I was a bit speechless by this...firstly, I don't see how being able to share a 'like' that you have with a freind on facebook could get people killed and secondly, I'm pretty sure that people kill people...not facebook

I'm sorry noodle but I personally don't think that you put forward a very valid arguement against enabling people to choose to share things like UK-M content with their own friends on facebook.


----------



## NoGutsNoGlory (Jun 11, 2009)




----------



## Rick_86 (May 12, 2011)

nope


----------



## Pictor (Jan 10, 2011)

I'm not liking this idea to be honest peeps... I vote No! :thumbdown:


----------



## stew121 (Sep 20, 2008)

really aint keen


----------



## &lt;JAY_JAY&gt; (Jan 4, 2007)

I hate the idea tbh, but thats just my opinion, facebooks facebook, which i hate as it seems its all people talk about, wheres the privacy gone on this planet..

This is a forum board for people who train, i like it that way.

2 totally diffrent things, maybe your wanting to keep up with times, as evreythings linked to it now, all the big companys ect, twitters another one, i dont want to no if someones taking a ****, or sitting in traffic.. 

I like visiting websites and forums as i please and keeping my self to my self, i also enjoy the image you build in your head of guys by there posts..


----------



## Conscript (Sep 5, 2010)

Big NO from me!!!


----------



## deep85 (Aug 11, 2010)

No because i dont want people from my facebook seeing what i am discussing on here.


----------



## Incredible Bulk (Sep 19, 2007)

no from me....

ok, i opt out of the setting but i still post in that thread.

someone else 'likes' it, tags it on their facebook and anyone who is friends with my friends on facebook still gets to see the thread and my posts through the back door.

its one thing googling UKM, its another shoving it under a bored persons nose with nothing better to do who's browsing facebook


----------



## deep85 (Aug 11, 2010)

Katy said:


> Well that would be my business really - for all you know I have friends who are into bodybuilding (as I do) and also friends who I'd like to share some nurtritional information with (which I do). IMO it's the same as sharing a link that you think may be useful or interesting to someone. There are often threads on this forum that I would like to make my friends aware of and simply 'liking' it would be a quick way of doing that.
> 
> Huh, I wonder why your old username comes up - when your username is changed it's changed for all prior posts. I'm not really clued up about that. It does surprise me though that people who are afraid of being found out make themselves so identifiable on an online forum. At least you changed your username though


Alot of us talk about steroids on here. i dont want people that i dont nescessarily want to know, knowing my business.


----------



## Hera (May 6, 2011)

deep85 said:


> Alot of us talk about steroids on here. i dont want people that i dont nescessarily want to know, knowing my business.

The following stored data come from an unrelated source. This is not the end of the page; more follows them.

PR #24, opened 2017-01-18
[WIP] Import from GitHub json

roverwolf:
This change is [Reviewable](https://reviewable.io/reviews/opensalt/opensalt/24)


src/CftfBundle/Resources/views/LsDoc/index.html.twig
```diff
@@ -43,10 +43,8 @@
                     <div class="col-md-12">
                         ASN:
                         <input name="import" type="radio" value="asn" checked="checked"></input>
-                        {% if github_client_id is not empty %}
```
roverwolf: Was this removed on purpose?

If the specific instance of Salt does not have a github_client_id set in the parameters file (which also requires it to be registered with GitHub) then there is no way any of the github importing can work.

src/GithubFilesBundle/Controller/DefaultController.php
```diff
@@ -19,18 +19,22 @@ class DefaultController extends Controller
     /**
      * @Route("/user/github/repos")
      */
-    public function reposAction()
+    public function getRepos(Request $request)
```
roverwolf: route actions should end with "Action", so this should probably be renamed to getReposAction

src/GithubFilesBundle/Service/GithubImport.php
```diff
@@ -0,0 +1,166 @@
...
+                $lsDoc->setOfficialUri($this->getValue($lsDocKeys['officialSourceURL'], $row));
+                $lsDoc->setPublisher($this->getValue($lsDocKeys['publisher'], $row));
+                $lsDoc->setDescription($this->getValue($lsDocKeys['description'], $row));
+                $lsDoc->setVersion($this->getValue($lsDocKeys['version'], $row));
+                $lsDoc->setSubject($this->getValue($lsDocKeys['subject'], $row));
+                $lsDoc->setLanguage($this->getValue($lsDocKeys['language'], $row));
+                $lsDoc->setNote($this->getValue($lsDocKeys['notes'], $row));
+
+                $em->persist($lsDoc);
+                $em->flush();
```
roverwolf: This $em->flush() line should be moved to after the foreach() is complete.

src/GithubFilesBundle/Service/GithubImport.php
```diff
@@ -0,0 +1,166 @@
...
+        $em->persist($lsItem);
+
+        $lsAssociation = new LsAssociation();
+        $lsAssociation->setLsDoc($lsDoc);
+        $lsAssociation->setOrigin($lsItem);
+        $lsAssociation->setType(LsAssociation::EXACT_MATCH_OF);
+        $lsAssociation->setDestinationNodeIdentifier($lsItemIdentifier);
+
+        $em->persist($lsAssociation);
+        $em->flush();
```
roverwolf: This should probably be removed, and let saveGithubDocument() do the one flush for the entire set of entities.

src/GithubFilesBundle/Service/GithubImport.php
```diff
@@ -0,0 +1,166 @@
...
+        return $this->em;
+    }
+
+    /**
+     * Parse an Github document into a LsDoc/LsItem hierarchy
+     *
+     * @param array $lsdocKeys
+     * @param string $fileContent
+     */
+    public function parseGithubDocument($lsDocKeys, $lsItemKeys, $fileContent){
```
roverwolf: Should parseGithubDocument (and saveGithubDocument, ...) be renamed to be specific to the import of CSV files?

Or possibly renaming the class/service if different document types than csv would be imported from GitHub via a different service.

src/GithubFilesBundle/Service/GithubImport.php
```diff
@@ -0,0 +1,166 @@
...
+     *
+     * @param array $lsdocKeys
+     * @param string $content
+     */
+    public function saveGithubDocument($lsDocKeys, $lsItemKeys, $content){
+        $em = $this->getEntityManager();
+        $lsDoc = new LsDoc();
+
+        foreach($content as $i => $row){
+            if($i < 1){
```
roverwolf: The section in this if block should probably go before the foreach to avoid having to do the if check for every line since it is always done once per loaded file.

src/GithubFilesBundle/Service/GithubImport.php
```diff
@@ -0,0 +1,166 @@
...
+                //create the new LsDoc
+                $lsDocIdentifier = Uuid::uuid5(Uuid::NAMESPACE_URL, $this->getValue($lsDocKeys['title'], $row))->toString();
```
roverwolf: NAMESPACE_URL is probably not the best uuid namespace to use, since it is meant for URLs.

I am assuming from this that $lsDocKeys['title'] would never be duplicated for a different imported document... otherwise this will generate a duplicate key.

src/GithubFilesBundle/Service/GithubImport.php
```diff
@@ -0,0 +1,166 @@
...
+    }
+
+    public function parseGithubStandard(LsDoc $lsDoc, $lsItemKeys, $data){
+        $lsItem = new LsItem();
+        $em = $this->getEntityManager();
+
+        $lsItem->setLsDoc($lsDoc);
+        $lsItem->setFullStatement($this->getValue($lsItemKeys['fullStatement'], $data));
+
+        $lsItemIdentifier = Uuid::uuid5(Uuid::NAMESPACE_URL, $this->getValue($lsItemKeys['fullStatement'], $data))->toString();
```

But people who use the internet can already know your business...


----------



## NoGutsNoGlory (Jun 11, 2009)

There's a difference between hunting around for info vs being presented with it.


----------



## usernameneeded (Sep 24, 2009)

I get were ur coming from katy ( I think ) and maybe I am misunderstanding the whole consept of things

but for instance I know from ur thread about getting in shape you were hessitant or reluctant to put pics up , which I get and is fine that's the way u feel . But say we had the intergration on here and I liked ur "katys journey to b a knicker (can't spell lingery  ) model "

cause I thought it gave a positive view on health and business or cause a female was asking about diet and wanted the same results . So I "like" it on fb, it goes on my page and either my mates ( or if I have an open profile) everyone can see the "like", now because of that the d1cks think "wow what's this about get in I'll go and have a look " they come on here and look on ur journal and start posting stuff like , ur fit , I'd fcuk u, look at ur t1ts.

Which is wrong and yes we can ban them but think how many people could "like" the thread and therefore how many unwanteds this would bring!! How Much extra work for mods and all the rest it would cause

PLUS the main thing of how it would make u feel !

Now my question is if this happened would it stop u from posting more pics or doing another thread or given your time again the 1st one??

Cause the same rules can apply that anyone could search model and may get ur thread BUT the ease of abuse I feel would be easier if we could just "like" it to fb.

The same thing can apply to anything , steroids , drugs, cheating were someone has liked it for a totally diff reason than the obvious one.

KATY I hope u don't mind me using ur case or that I've caused any offence by doing so x


----------



## Incredible Bulk (Sep 19, 2007)

NoGutsNoGlory said:


> There's a difference between hunting around for info vs being presented with it.


yup...case and point


----------



## Mr.GoodKat (May 18, 2010)

Katy said:


> Well that would be my business really - for all you know I have friends who are into bodybuilding (as I do) and also friends who I'd like to share some nurtritional information with (which I do). IMO it's the same as sharing a link that you think may be useful or interesting to someone. There are often threads on this forum that I would like to make my friends aware of and simply 'liking' it would be a quick way of doing that.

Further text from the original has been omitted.